Cookbook cookbooks.sre.hosts.reimage started by aborrero@cumin1002 for host cloudvirt1053.eqiad.wmnet with OS bookworm completed:

  • cloudvirt1053 (PASS)
    • Downtimed on Icinga/Alertmanager
    • Disabled Puppet
    • Removed from Puppet and PuppetDB if present and deleted any certificates
    • Removed from Debmonitor if present
    • Forced PXE for next reboot
    • Host rebooted via IPMI
    • Host up (Debian installer)
    • Add puppet_version metadata to Debian installer
    • Checked BIOS boot parameters are back to normal
    • Host up (new fresh bookworm OS)
    • Generated Puppet certificate
    • Signed new Puppet certificate
    • Run Puppet in NOOP mode to populate exported resources in PuppetDB
    • Found Nagios_host resource for this host in PuppetDB
    • Downtimed the new host on Icinga/Alertmanager
    • Removed previous downtime on Alertmanager (old OS)

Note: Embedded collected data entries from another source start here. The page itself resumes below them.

PR #23, opened 2019-01-31
Fix build problems on macOS.

smarsching:
This PR makes two changes:

1. It avoids the use of deprecated / removed C++ features. This is an easy fix because those features where only needed before lambda expressions where added to C++.
2. It defines the `_LIBCPP_ENABLE_CXX17_REMOVED_AUTO_PTR` preprocessor macro so that `std::auto_ptr` is made available when compiling in C++ 17 mode and with libc++.

The second change is not very elegant, but needed because libxml++ 2.6 needs `std::auto_ptr`. This has been fixed in more recent releases of libxml++, so we should check whether we can move to libxml++ 3.x as soon as practical.

### DIFF
--- a/CMakeLists.txt
+++ b/CMakeLists.txt
@@ -16,7 +16,7 @@ endif()
 include(cmake/enable_latest_cxx_support.cmake)
 
 # C++ compiler flags needed to compile this project and against this project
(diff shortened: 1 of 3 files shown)


mhier:
Thanks for this improvement/fix. Can you please add a comment that _LIBCPP_ENABLE_CXX17_REMOVED_AUTO_PTR is only required for libxml++2.6?

smarsching:
Done. BTW: Is there any particular reason why we are still on libxml++ 2.6? I think that the API changed slightly in version 3, but if there is no other reason, I would have a look at whether we can move to that new API.

PR #31, opened 2019-02-19
Change ReadAnyGroup::waitAny() to allow deferred processing

smarsching:
The `waitAny` method now returns a notification object instead of a `TransferElementID`. This way, the actual reading of the data update can be deferred until later.

As a side effect, this makes the code cleaner, because now it is not necessary any longer to call `ReadAnyGroup::postRead()`. Instead, the notification object has an `accept()` method that takes care of this. As this method is also called from the destructor of the notification object, it is no longer possible to "forget" to call `postRead()`.

@mhier: This is the change that we discussed offline. As a side effect, polled elements are now only processed when using `readAny()`. Code using `waitAny()` directly has to also call `processPolled()`. This is cleaner than polling these elements from `postRead()` (which was an undocumented side-effect in the old code).

I changed the test code to account for this change and the `readAsync` test runs fine for me now. Some other tests fail, but they also fail on the `master` branch (I guess this is a macOS vs. Linux issue).

Another side effect of this change is that spurious update notifications (notifications that are sent for updates that are dropeed because of an old version number) are no visible to the user (when using `waitAny` instead of `readAny`). I make this information available through the return code of the `accept()` method, which in my opinion is cleaner than having the `detail::DiscardValueException` bubble up.

### DIFF
--- a/device/include/ReadAnyGroup.h
+++ b/device/include/ReadAnyGroup.h
@@ -17,6 +17,81 @@ namespace ChimeraTK {
   /** Group several registers (= TransferElement) to allow waiting for an update of any of the registers. */
   class ReadAnyGroup {
    public:
+    /** Notification object returned by waitAny(). A notification can be accepted immediately or retained to be
+     *  accepted at a later point in time. */
+    class Notification {
+     public:
+      friend class ReadAnyGroup;
+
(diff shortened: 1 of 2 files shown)


mhier:
This looks good, thanks for your help!

PR #38, opened 2019-03-04
added dlmopen as first choice to load the plugin.

nshehz:
Please review. If approve, please merge the branch and close the ticket.


mhier:
testRunTimeBackendLoading crashes in a very strange way for me, I don't really understand what's going wrong there.

mhier:
Unrelated to my previous comment: instead of the assert(backend_name != nullptr) you should throw a proper exception when not all required symbols are found.

nshehz:
The best I can see at the moment with gdb that it crashes as it tries to release memory in malloc.c 
if (chunk_is_mmapped (p))                       /* release mmapped memory. */
{
/* See if the dynamic brk/mmap threshold needs adjusting.
Dumped fake mmapped chunks do not affect the threshold.  */
if (!mp_.no_dyn_threshold
&& chunksize_nomask (p) > mp_.mmap_threshold
&& chunksize_nomask (p) <= DEFAULT_MMAP_THRESHOLD_MAX
&& !DUMPED_MAIN_ARENA_CHUNK (p))
{
......

mhier:
It was decided not to merge, since the solution with dlmopen does not work

PR #156, opened 2020-06-08
Transfer element v1.0 rc5

killenb:
The implementation of the TransferElement showed several issues with the specification in the combination of exception handling and decorators
- B.6.1 was not possible with decorators
- Meta data could not be handled correctly by the ApplicationCore::ExceptionHandlingDecorator.

This behaviour change requires two reviewers to sign off the changes.


mhier:
C.2.2.1: We could implement this in the base class in postXxx() right after doPostXxx() is called. This would help backend implementations. For decorators, we will put the necessary functionality into the decorator base class, so the individual decorators do not have to bother so much (just set the flag before throwing).

mhier:
C.4.2.1: I think this is incorrect. The transfer internally was successful, but the data is rejected. This is similar to the rejection of data in bidirectional variables when the VersionNumber is too old: the transfer technically was ok, but it is discarded and hence it is not a valid transfer. We throw an exception after all, so there is no return value indicating there was new data. We also do not update the data buffer (we cannot, because the values are out of range). Hence we should also not touch the VersionNumber and the DataValidity.

killenb:
> C.2.2.1: We could implement this in the base class in postXxx() right after doPostXxx() is called. This would help backend implementations. For decorators, we will put the necessary functionality into the decorator base class, so the individual decorators do not have to bother so much (just set the flag before throwing).

I was thinking the same. I will change the according section in the spec.

killenb:
> C.4.2.1 (was not changed here, but anyway): I think this is incorrect. The transfer internally was successful, but the data is rejected. This is similar to the rejection of data in bidirectional variables when the VersionNumber is too old: the transfer technically was ok, but it is discarded and hence it is not a valid transfer. We throw an exception after all, so there is no return value indicating there was new data. We also do not update the data buffer (we cannot, because the values are out of range). Hence we should also not touch the VersionNumber and the DataValidity.

Obviously one would have to update the dataValidity to faulty. After catching the exception the TE would then be in a state as the exception handling decorator would leave it, but you can still correlate the version number in data consistency groups. You would lost this information if you don't update the version number.

However, it is some special behaviour in one particular case which is different from all the other exceptions. From the DeviceAccess point of view it is much more consistent if the user application buffer (all of its components) is  never changes when an exception is thrown. Should we put it this explicit if we have not done so already?

killenb:
The requested changes are in from c794f2566b731

PR #158, opened 2020-06-12
[wip] TransferElement spec: Clarified C.2.3

killenb:
I noticed that we have to be more precise in B.2.3 (decorators have to swap the active exception with the target).
As all decorators have to implement it, we should be explicit here.


mhier:
1. "If and only if _activeException == true" is wrong, should be "If and only if _activeException != nullptr". It is not a boolean but a std::exception_ptr.

2. "Decorators must not swap a nullptr into the target because you could swap an active exception out of it." - What ensures that the outer layer does not get an exception swapped out when swapping in a real exception?

3. "This would mean it is thrown too late (only after the decorator has left its doPostXxx(), not inside doPostXxx() when delegating to target->postXxx()), and code that should be skipped could be executed." - This is IMO worded a bit confusing. I would write something like "This would mean it is thrown on the wrong layer".

killenb:
> "If and only if _activeException == true" is wrong, should be "If and only if _activeException != nullptr". It is not a boolean but a std::exception_ptr.

It explicitly converts to a bool. But maybe for the spec " != nullptr" is clearer.

killenb:
> 2. "Decorators must not swap a nullptr into the target because you could swap an active exception out of it." - What ensures that the outer layer does not get an exception swapped out when swapping in a real exception?

I don't understand this question. Only outer layers swap to the inner one (decorator to its target), not the other way around.

What can happen in a transfer group that the shared low level element still has the exception from the first high level element, which is then swapped into the second high level element (not a nullptr). I think this cannot lead to any problems because the innermost layer is throwing.

Maybe it is better not to swap, but to copy to the target and then set the own exception to nullptr. This is clean in all cases.

mhier:
> > 1. "Decorators must not swap a nullptr into the target because you could swap an active exception out of it." - What ensures that the outer layer does not get an exception swapped out when swapping in a real exception?
> 
> I don't understand this question. Only outer layers swap to the inner one (decorator to its target), not the other way around.

Swapping always works both ways. That's what you have referred to in the specs in this sentence?


> What can happen in a transfer group that the shared low level element still has the exception from the first high level element, which is then swapped into the second high level element (not a nullptr). I think this cannot lead to any problems because the innermost layer is throwing.

Ah right, in this case we even must not overwrite the exception with a nullptr, because it shall be rethrown. Right? This should be mentioned in the comment.


> Maybe it is better not to swap, but to copy to the target and then set the own exception to nullptr. This is clean in all cases.

I also though that, but still we must not overwrite an exception in the target with a nullptr. In any case, it is important that _activeException is nullptr after an exception has been given to the target, because the target might decide not to throw. In a TransferGroup we can have multiple exceptions at the same time, hence we cannot rely of having a nullptr in the target even if we have an exception.

We should provide a function to transport the exception into the target, because it is more than one line of code and has to be made identical for each decorator-like implementation.

killenb:
> We should provide a function to transport the exception into the target, because it is more than one line of code and has to be made identical for each decorator-like implementation.

I will introduce a function and make the _activeException protected again.

killenb:
I completely re-phrased C.2.3 after the introduction of TransferElement::setActiveException(). Please re-check.

doc/spec_TransferElement.dox
```diff
@@ -263,8 +263,8 @@ This documnent is currently still **INCOMPLETE**!
...
-  - \anchor transferElement_C_2_3 2.3 If and only if _activeException == true, decorators must swap the _activeException with its target before delegating to the target's postXxx(). This swaps the
-    active exception into the target, which is now responsible for handling it, and swaps in a nullptr from the target, so the decorator level does not throw any more \ref transferElement_comment_C_2_3a "(*)". \ref transferElement_comment_C_2_3b "(*)"
+  - \anchor transferElement_C_2_3 2.3 Decorators must delegate the TransferElement::_activeException to their target using TransferElement::setActiveException(). If the delegated exception is not nullptr,
+  the targets _active exception will be replaced by it, and the delegated exeption, which is handed by reference, is set to nullptr \ref transferElement_comment_C_2_3a "(*)". The target is now responsible for handling the exception. If the delegated exception already is nullptr, setActiveException() has no effect. A nullptr does not overwrite an active exception in the target \ref transferElement_comment_C_2_3b "(*)". \ref transferElement_comment_C_2_3c "(*)"
```
mhier, line 267: Shouldn't there be an exception that the exception is not delegated if it was thrown by the decorator itself?

mhier: (btw: It is helpful if we have in the source code one line per paragraph. There is an extra newline character here. This makes it harder to read if that newline does not accidentally match roughly the automatic line wrapping of the editor or the github display...)

killenb: Yes, that's 2.3.1, just below.

killenb: oh, it still says swap there. I'll fix that

killenb: I just fixed 2.3.1 and removed the newline. Did not notice it in my browser. Must have aligned perfectly with the line break.

doc/spec_TransferElement.dox
```diff
@@ -263,9 +263,8 @@ This documnent is currently still **INCOMPLETE**!
...
-    - 2.3.1 Decorators which are throwing themselves in doPreXxx(), before delegating to the target preXxx(), must remember this. If they did throw in doPreXxx(), then in doPostXxx() they do not swap the exception into the target and do not delegate to postXxx(). The exception is then re-thrown by the decorator's postXxx().
+  - \anchor transferElement_C_2_3 2.3 Decorators must delegate the TransferElement::_activeException to their target using TransferElement::setActiveException(). If the delegated exception is not nullptr, the targets _active exception will be replaced by it, and the delegated exeption, which is handed by reference, is set to nullptr \ref transferElement_comment_C_2_3a "(*)". The target is now responsible for handling the exception. If the delegated exception already is nullptr, setActiveException() has no effect. A nullptr does not overwrite an active exception in the target \ref transferElement_comment_C_2_3b "(*)". \ref transferElement_comment_C_2_3c "(*)"
```
mhier, line 266: Typo, please correct:  `_active exception` -> ` _activeException`

mhier: > and the delegated exeption, which is handed by reference, is set to nullptr`

I would change the wording:

> and the _activeException of the decorator is set to nullptr.

The "delegated exception" is in my opinion the exception itself, not the _activeException pointer to it. The exception is delegated to the target and hence not set to nullptr...

mhier: > If the delegated exception already is nullptr, setActiveException() has no effect. A nullptr does not overwrite an active exception in the target.

This is duplicate, which IMO makes it harder to understand (because one assumes the second sentence has a different meaning). Also, I would also here replace "delegated exception" with "_activeException".

mhier: And a general wording comment: I would prefer to avoid using "must" and "will" etc., because these words always imply a certain point of view. So I prefer:
> Decorators delegate the TransferElement::_activeException

and

> If the delegated exception is not nullptr, the targets _active exception is replaced by it

This makes the statements neutral and does not imply whether the reader is implementing a decorator, using one, or trying to understand what a decorator does to his backend implementation.

doc/spec_TransferElement.dox
```diff
@@ -263,9 +263,8 @@ This documnent is currently still **INCOMPLETE**!
...
+    - 2.3.1 Decorators which are throwing themselves in doPreXxx(), before delegating to the target preXxx(), must remember this. If they did throw in doPreXxx(), then in doPostXxx() they do not call setActiveException() of the target and do not delegate to postXxx(). The exception is then re-thrown by the decorator's postXxx().
```
mhier, line 267: `must remember this` -> `remembers this`

doc/spec_TransferElement.dox
killenb: I implemented all changes.
It would be nice to understand what is implemented in DeviceAccess already, and which part of the spec has to be followed when writing your own decorators, backends and transfer elements. But maybe the "must, will" etc. is not the right tool. I once worked on a document which started with an explanation "In this document should means this.., must means this, shall means something different". It was horrible to read and understand.

doc/spec_TransferElement.dox
killenb: done

doc/spec_TransferElement.dox
mhier: "A does something" implies in the same way that A is responsible for doing so as "A must do something". IMO the second wording is just very hard to read if one is currently not interested in the requirements to A. Usually there are at least two sides for each statement. E.g. "A gives something to B if condition" implies many things: "A must give something to B under the condition", "B must receive something from A under the condition", "B can expect A to give something under the condition" (which is kind of equal to "A will give something to B under the condition"), and usually also that all this does not happen if the condition is not met. This kind of gets lost, without really adding something valuable.

killenb: Right. We should use the simplest unambiguous wording. Adding extra words or fancy wording does not help.
In contrast to a letter or publication each sentence can, even should, always use the same structure. It does not have to be 'nice' to read, but as easy to understand as possible.

PR #160, opened 2020-06-17
Transfer element v1.0 rc7

killenb:
- B.9 Clarified that DeviceBackend::setException() is only used with runtime_errors
- B.10.2 Added info about TransferElement::setExceptionBackend() TransferElement::_exceptionBackend
- B.10.3 TransferElement::isFunctional() must return false while there is an active exception.


doc/spec_TransferElement.dox
```diff
@@ -239,7 +243,8 @@ This documnent is currently still **INCOMPLETE**!
 - 8.5.2 As the asynchonous mechanism and a synchronous read are two idependent channels there are potential race condition, depending on the exact protocol.
   The backend has to avoid this if possible. If it cannot be avoided, the implementation must make sure that the last value in the queue is the newest value, and this is not dopped or missed, even if the values before are not in order or send twice.
 
-- 9. It does not matter if the exception occured in an asynchronous or synchronous read, or in a write operation.
+- \anchor transferElement_comment_B_9a \ref transferElement_B_9 "9." The ChimeraTK::runtime_error is the only exception that conceptually is recoverable by calling DeviceBackend::open(). ChimeraTK::logic_error is a programming or configuration mistake. The boost::numeric::bad_numeric_cast conceptually also is a logical error (wrong data type) which only shows at run time when the data is overflowing. The boost::thread_interrupted is used when destroying the DeviceBackend object, so there is nothing to recover afterwards.
```
mhier, line 246: > The boost::thread_interrupted is used when destroying the DeviceBackend object, so there is nothing to recover afterwards.

I think this is not the right argument. The idea is to keep the backend and accessor functional even if thead_interrupted is thrown - otherwise we could greatly simplify the specs here (just throw it completely unhandled). One could use the thread_interrupted exception also in different contexts. It is simply the equivalent of boost::thread::interrupt(). There is nothing to recover, because nothing is broken. We merely interrupt the blocking function to continue with something else.

doc/spec_TransferElement.dox
```diff
@@ -248,6 +253,7 @@ This documnent is currently still **INCOMPLETE**!
 - 9.2.4 Avoid race conditions here. The call to Device::activateAsyncRead() usually is done from a different thread than the transfer which caused the exception.
 
 - \anchor transferElement_comment_B_10_1_3 \ref transferElement_B_10_1_3 "10.1.3" For instance a watchdog which monitors a reference register to detect firmware reboots that is not seen on the transport layer can trigger the exception state to inhibit asynchronous transfers while running a recovery procedure.
+- \anchor transferElement_comment_B_10_2_4 \ref transferElement_B_10_2_4 "10.2.4" This functionality is already implemented in the NDRegisterAccessorDecorator base class. It does not apply for decorator-like TransferElements which are created by backends, because the backend has to call TransferElement::setExceptionBackend afte the creation anyway (see \ref transferElement_B_10_2_1 "10.2.1").
```
mhier, line 256: afte -> after

doc/spec_TransferElement.dox
killenb: Can boost::thread_interrupted only be thrown as a result of calling TE::interrupt()?

mhier: yes

mhier: It was written at some point explicitly that it may only be thrown when interrupt() is called. This was removed when we moved it into the base class (was in section C before). Now we have 8.6 stating it is done like that, and C.1 does not list it as an allowed exception.

killenb: OK. I re-phrased the last sentense:
```
The boost::thread_interrupted is thrown when TransferElement::interrupt() is called. It means that a blocking read() has been interrupted on request, not that the device is malfunctioning and would need recovery.
```

killenb: I just pushed the changes

doc/spec_TransferElement.dox
killenb: done

killenb:
The conflit with the master is intentional. I increased the version number there to V1.0RC8WIP. It contains the "new, unreviewed sections" part which has to be checked before going to the final release. I will resolve the conflict when merging.

doc/spec_TransferElement.dox
```diff
@@ -158,8 +158,8 @@ This documnent is currently still **INCOMPLETE**!
...
     - \anchor transferElement_B_8_6_5 8.6.5 Calling TransferElement::interrupt() without AccessMode::wait_for_new_data will cause a ChimeraTK::logic_error. [\ref testTransferElement_B_8_6_5 "T"]
 
-- 9. If one transfer element of a device has seen an exception(*), all other transfer elements of the same device must also be aware of this.
-   - \anchor transferElement_B_9_1 9.1 The transfer element which detects the exception reports it to its TransferElement::exceptionBackend by calling DeviceBackend::setException \ref transferElement_comment_B_9_1 "(*)" (cf. \ref transferElement_B_10_1 "10.1")
+- 9. \anchor transferElement_B_9 If one transfer element of a device has seen a ChimeraTK::runtime_error \ref transferElement_comment_B_9a "(*)", all other transfer elements of the same device must also be aware of this. \ref  transferElement_comment_B_9b "(*)"
+   - \anchor transferElement_B_9_1 9.1 The transfer element which detects the ChimeraTK::runtime_error reports it to its TransferElement::_exceptionBackend by calling DeviceBackend::setException() \ref transferElement_comment_B_9_1 "(*)" (cf. \ref transferElement_B_10_1 "10.1")
```
phako, line 162: I'm kind of missing an explanation what the "_exceptionBackend" is. I assume it is the back-end that handles the exception (so in normal cases the device backend, for LMAP the LMAP backend itself)?

doc/spec_TransferElement.dox
```diff
@@ -239,7 +243,8 @@ This documnent is currently still **INCOMPLETE**!
 - 8.5.2 As the asynchonous mechanism and a synchronous read are two idependent channels there are potential race condition, depending on the exact protocol.
   The backend has to avoid this if possible. If it cannot be avoided, the implementation must make sure that the last value in the queue is the newest value, and this is not dopped or missed, even if the values before are not in order or send twice.
 
-- 9. It does not matter if the exception occured in an asynchronous or synchronous read, or in a write operation.
+- \anchor transferElement_comment_B_9a \ref transferElement_B_9 "9." The ChimeraTK::runtime_error is the only exception that conceptually is recoverable by calling DeviceBackend::open(). ChimeraTK::logic_error is a programming or configuration mistake. The boost::numeric::bad_numeric_cast conceptually also is a logical error (wrong data type) which only shows at run time when the data is overflowing. The boost::thread_interrupted is thrown when TransferElement::interrupt() is called. It means that a blocking read() has been interrupted on request, not that the device is malfunctioning and would need recovery.
```
phako, line 246: That to me sounds that only runtime_error is recoverable form only by open(), the others by other means not further specified.
```
ChimeraTK::runtime_error is the only exception that conceptually is recoverable. This is done by calling DeviceBackend::open(). Other exceptions we expect are:
 - ctk::logic_error which is a programming or configuration error and cannot be recovered
 - boost::numeric_bad_numeric_cast which is conceptually identical to a logic error (wrong data type). It only shows at runtime when the data is overflowing
 - boost::thread_interrupted is used to cleanly shut down threads. It is not an error, but a way to interrupt a blocking read() on request, by calling TransferElement::interrupt()
```
The explanation of boost::thread_interrupted might need a bit of more refinement

doc/spec_TransferElement.dox
killenb: As 9.1 say it is the backend to which you report the exception. And yes, it is responsible for executing the actions 9.2, 9.3, 9.4.
This is different from the backend which created the TransferElement. For instance if there are two PCIe-backends in one LNM backend. The TE is directly generated by the PCIe and given out by the LNM.
Now if one of the two PCIes sees an exception, the application only known it talking to the LNM, the only one device it known. So all accessors must be in error state. Hence the exception is reported to the LNM (the exceptionBackend) which delegates the call to all its target backends. Although the Accessor has the PCIe als its internal target on which it calls NumericAddressBackend::read() etc.

doc/spec_TransferElement.dox
killenb: > boost::thread_interrupted is used to cleanly shut down threads.
That's what it can be used for. But it can also be used do just cancel an read request. For instance you wait for a variable while a calibration is running. If the calibration succeeds without any thing being read, you don't need the value any more. You call interrupt() on that read request and continue with something else.
I would not put what we use it for into the spec.

killenb: > It is not an error, but a way to interrupt a blocking read().
No, the exception is not the way to interrupt the read. The call to TE::interrupt is.
I also would not use the tern "error" in this case. Errors in the sense of logical errors / programming mistakes are conceptually not recoverable. The point here that it is not a "fault", i.e. malfunctioning which could be recovered.

doc/spec_TransferElement.dox
phako: So mayebe just put he "may be different from the back-end that created the TE, e.g. in aggregating back-ends such as LNM! in a comment?

doc/spec_TransferElement.dox
phako: Fine with me. The main point was that it sounded as if those were faults recoverable by other means than open()

doc/spec_TransferElement.dox
killenb: This will be in the changes that Martin requested anyway. I would postpone it to RC8

doc/spec_TransferElement.dox
killenb: Ah. that sentence I can put in. And maybe do the bullet points for better overview.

    • First Puppet run completed and logged in /var/log/spicerack/sre/hosts/reimage/202406210916_aborrero_181938_cloudvirt1053.out
    • configmaster.wikimedia.org updated with the host new SSH public key for wmf-update-known-hosts-production
    • Rebooted
    • Automatic Puppet run was successful
    • Forced a re-check of all Icinga services for the host
    • Icinga status is optimal
    • Icinga downtime removed
    • Updated Netbox data from PuppetDB

sorry for the reimage messages, I copy-pasted the wrong phab ticket id.